→ **Problem details**: Write out, word for word, every line in the data below from the one containing "PR #8790, opened 2025-07-11" to the one containing "Previously, if you", both of them included.

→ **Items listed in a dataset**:
_____

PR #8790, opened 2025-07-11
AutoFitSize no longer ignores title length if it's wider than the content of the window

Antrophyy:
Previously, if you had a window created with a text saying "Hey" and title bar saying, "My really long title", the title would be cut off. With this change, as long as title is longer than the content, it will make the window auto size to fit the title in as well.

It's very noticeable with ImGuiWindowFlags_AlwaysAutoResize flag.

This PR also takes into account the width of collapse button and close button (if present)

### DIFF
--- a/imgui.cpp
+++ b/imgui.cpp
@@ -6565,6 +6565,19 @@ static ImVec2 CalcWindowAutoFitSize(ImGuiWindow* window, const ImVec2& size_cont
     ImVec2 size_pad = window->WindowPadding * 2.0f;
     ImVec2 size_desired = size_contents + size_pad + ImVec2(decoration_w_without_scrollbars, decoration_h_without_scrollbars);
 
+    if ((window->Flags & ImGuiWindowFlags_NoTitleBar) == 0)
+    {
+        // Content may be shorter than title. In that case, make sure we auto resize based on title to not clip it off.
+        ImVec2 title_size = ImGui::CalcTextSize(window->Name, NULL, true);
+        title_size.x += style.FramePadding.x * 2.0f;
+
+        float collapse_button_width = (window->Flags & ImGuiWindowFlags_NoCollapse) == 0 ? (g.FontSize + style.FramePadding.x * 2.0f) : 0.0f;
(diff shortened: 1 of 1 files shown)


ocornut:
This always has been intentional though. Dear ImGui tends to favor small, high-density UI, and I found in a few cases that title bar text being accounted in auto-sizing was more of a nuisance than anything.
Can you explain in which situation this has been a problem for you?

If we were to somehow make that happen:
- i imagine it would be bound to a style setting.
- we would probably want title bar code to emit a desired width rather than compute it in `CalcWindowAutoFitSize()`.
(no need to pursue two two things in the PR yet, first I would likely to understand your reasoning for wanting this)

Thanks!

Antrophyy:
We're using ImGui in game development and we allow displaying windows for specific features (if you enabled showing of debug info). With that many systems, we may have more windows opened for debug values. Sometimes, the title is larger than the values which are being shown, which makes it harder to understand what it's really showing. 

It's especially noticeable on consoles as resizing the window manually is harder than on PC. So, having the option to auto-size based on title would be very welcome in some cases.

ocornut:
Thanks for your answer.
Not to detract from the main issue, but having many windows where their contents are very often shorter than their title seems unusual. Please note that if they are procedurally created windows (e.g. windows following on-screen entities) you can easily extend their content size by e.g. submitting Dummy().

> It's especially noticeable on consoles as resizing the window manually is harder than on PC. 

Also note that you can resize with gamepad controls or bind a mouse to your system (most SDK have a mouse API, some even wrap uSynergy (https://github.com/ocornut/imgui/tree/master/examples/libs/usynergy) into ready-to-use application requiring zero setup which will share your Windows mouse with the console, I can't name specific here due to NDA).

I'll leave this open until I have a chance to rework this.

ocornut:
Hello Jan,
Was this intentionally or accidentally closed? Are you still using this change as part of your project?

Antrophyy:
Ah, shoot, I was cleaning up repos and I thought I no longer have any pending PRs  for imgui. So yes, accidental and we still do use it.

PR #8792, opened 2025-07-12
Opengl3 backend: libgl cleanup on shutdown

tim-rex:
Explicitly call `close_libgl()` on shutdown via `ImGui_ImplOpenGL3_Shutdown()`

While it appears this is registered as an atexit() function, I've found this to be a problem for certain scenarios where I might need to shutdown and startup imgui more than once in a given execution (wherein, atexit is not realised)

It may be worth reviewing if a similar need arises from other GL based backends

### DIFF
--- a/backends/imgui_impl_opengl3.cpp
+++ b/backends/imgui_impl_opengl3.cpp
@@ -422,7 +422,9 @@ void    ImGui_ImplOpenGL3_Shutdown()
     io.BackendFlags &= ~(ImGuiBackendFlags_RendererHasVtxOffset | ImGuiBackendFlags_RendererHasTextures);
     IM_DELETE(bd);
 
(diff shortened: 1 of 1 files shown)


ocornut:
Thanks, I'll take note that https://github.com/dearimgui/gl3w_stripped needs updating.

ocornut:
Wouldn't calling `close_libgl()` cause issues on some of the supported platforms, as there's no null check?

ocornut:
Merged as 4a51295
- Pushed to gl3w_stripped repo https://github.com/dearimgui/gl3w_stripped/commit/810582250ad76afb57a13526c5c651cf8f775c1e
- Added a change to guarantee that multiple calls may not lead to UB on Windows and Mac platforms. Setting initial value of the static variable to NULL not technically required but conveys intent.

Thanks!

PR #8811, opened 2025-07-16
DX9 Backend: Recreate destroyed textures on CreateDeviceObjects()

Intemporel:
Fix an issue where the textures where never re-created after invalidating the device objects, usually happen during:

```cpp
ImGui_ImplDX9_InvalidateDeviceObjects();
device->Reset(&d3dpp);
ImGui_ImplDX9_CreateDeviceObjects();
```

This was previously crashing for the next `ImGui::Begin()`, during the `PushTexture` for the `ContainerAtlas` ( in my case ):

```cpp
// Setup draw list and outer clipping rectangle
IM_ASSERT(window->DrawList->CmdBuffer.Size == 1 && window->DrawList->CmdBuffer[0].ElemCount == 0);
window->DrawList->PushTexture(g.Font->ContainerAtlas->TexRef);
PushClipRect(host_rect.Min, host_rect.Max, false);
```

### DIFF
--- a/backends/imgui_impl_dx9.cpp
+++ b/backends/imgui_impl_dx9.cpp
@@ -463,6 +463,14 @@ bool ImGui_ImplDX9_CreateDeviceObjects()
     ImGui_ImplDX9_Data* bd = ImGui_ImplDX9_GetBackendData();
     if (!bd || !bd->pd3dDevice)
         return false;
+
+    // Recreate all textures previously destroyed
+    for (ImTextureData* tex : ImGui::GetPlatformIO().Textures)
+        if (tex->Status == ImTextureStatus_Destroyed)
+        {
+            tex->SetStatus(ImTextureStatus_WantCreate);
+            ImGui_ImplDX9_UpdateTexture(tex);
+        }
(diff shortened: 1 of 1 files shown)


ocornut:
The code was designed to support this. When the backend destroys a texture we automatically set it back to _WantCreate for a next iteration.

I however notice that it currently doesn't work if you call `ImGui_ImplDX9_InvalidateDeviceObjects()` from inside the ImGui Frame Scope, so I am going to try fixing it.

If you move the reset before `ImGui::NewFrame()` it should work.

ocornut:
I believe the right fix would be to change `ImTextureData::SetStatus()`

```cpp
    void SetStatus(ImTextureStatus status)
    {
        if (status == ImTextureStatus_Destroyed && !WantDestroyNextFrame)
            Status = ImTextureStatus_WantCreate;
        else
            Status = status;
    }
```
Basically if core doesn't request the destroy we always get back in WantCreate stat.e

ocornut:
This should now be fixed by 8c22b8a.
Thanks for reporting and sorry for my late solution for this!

_____

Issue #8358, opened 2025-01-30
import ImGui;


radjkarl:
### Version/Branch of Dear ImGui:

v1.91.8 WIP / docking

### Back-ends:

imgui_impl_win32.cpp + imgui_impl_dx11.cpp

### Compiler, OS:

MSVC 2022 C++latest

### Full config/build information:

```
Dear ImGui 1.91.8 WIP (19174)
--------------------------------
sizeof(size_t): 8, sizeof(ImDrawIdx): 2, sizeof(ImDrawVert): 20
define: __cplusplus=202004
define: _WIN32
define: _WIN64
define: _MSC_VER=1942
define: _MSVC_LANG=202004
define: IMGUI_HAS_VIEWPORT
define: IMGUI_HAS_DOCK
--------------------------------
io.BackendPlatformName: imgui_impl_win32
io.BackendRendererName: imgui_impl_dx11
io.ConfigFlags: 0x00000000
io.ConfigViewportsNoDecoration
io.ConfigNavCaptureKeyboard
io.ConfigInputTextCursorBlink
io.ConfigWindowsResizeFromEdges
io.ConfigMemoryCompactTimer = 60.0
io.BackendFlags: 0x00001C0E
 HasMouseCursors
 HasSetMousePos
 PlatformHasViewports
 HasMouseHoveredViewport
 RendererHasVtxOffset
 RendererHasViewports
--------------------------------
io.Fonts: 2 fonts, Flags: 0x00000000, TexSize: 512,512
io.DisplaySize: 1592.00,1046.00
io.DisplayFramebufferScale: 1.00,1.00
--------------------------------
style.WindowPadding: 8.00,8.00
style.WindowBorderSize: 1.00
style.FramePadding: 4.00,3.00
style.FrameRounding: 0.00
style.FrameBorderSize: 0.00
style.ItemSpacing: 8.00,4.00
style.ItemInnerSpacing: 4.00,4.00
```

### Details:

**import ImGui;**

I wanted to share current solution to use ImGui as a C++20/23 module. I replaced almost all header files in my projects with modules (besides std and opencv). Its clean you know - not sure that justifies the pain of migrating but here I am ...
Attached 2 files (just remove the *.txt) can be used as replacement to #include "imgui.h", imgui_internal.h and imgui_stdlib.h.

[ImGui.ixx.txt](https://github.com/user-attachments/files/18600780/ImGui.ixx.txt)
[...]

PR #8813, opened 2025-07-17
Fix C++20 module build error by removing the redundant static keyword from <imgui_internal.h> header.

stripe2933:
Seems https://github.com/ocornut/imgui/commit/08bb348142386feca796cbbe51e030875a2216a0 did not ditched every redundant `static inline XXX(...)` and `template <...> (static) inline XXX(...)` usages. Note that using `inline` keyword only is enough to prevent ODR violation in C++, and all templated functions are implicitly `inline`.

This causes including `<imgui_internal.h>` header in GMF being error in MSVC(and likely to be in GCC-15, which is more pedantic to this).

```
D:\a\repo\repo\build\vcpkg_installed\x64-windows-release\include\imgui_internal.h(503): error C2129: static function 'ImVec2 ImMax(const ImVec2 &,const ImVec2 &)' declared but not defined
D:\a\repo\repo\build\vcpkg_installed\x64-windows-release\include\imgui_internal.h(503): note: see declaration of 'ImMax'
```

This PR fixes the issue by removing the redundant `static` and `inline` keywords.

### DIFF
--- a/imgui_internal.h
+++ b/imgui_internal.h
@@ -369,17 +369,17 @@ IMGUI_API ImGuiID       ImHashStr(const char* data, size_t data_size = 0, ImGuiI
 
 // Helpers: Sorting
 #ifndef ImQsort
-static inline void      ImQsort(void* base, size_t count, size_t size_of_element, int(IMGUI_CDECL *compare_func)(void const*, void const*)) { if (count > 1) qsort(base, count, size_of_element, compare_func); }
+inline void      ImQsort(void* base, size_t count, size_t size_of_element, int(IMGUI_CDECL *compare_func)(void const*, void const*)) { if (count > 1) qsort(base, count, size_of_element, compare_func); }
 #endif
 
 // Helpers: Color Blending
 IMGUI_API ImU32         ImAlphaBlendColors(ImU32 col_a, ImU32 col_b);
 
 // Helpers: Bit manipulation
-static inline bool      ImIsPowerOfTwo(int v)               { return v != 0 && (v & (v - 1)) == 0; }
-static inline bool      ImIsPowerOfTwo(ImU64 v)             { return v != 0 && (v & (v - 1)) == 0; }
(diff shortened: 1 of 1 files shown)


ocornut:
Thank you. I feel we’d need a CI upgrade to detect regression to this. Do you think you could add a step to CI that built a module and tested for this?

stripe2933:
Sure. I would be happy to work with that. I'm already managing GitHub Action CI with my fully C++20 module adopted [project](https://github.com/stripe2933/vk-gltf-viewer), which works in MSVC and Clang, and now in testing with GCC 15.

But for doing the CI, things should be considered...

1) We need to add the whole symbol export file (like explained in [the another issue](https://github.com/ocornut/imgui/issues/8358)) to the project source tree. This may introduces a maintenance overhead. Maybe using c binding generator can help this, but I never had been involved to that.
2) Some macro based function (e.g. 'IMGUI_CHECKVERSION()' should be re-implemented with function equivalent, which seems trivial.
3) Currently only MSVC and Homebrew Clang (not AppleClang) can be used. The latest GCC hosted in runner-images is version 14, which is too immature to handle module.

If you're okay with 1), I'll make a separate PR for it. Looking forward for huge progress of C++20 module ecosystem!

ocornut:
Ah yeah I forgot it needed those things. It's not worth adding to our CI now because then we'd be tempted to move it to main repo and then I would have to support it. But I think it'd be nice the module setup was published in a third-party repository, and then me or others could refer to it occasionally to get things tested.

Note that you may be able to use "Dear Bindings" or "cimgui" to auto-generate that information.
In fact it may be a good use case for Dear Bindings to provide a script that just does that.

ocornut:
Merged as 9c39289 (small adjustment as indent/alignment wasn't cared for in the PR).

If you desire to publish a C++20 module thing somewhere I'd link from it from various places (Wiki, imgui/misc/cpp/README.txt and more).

_____

→ **Answer to this problem**:
PR #8790, opened 2025-07-11
AutoFitSize no longer ignores title length if it's wider than the content of the window

Antrophyy:
Previously, if you had a window created with a text saying "Hey" and title bar saying, "My really long title", the title would be cut off. With this change, as long as title is longer than the content, it will make the window auto size to fit the title in as well.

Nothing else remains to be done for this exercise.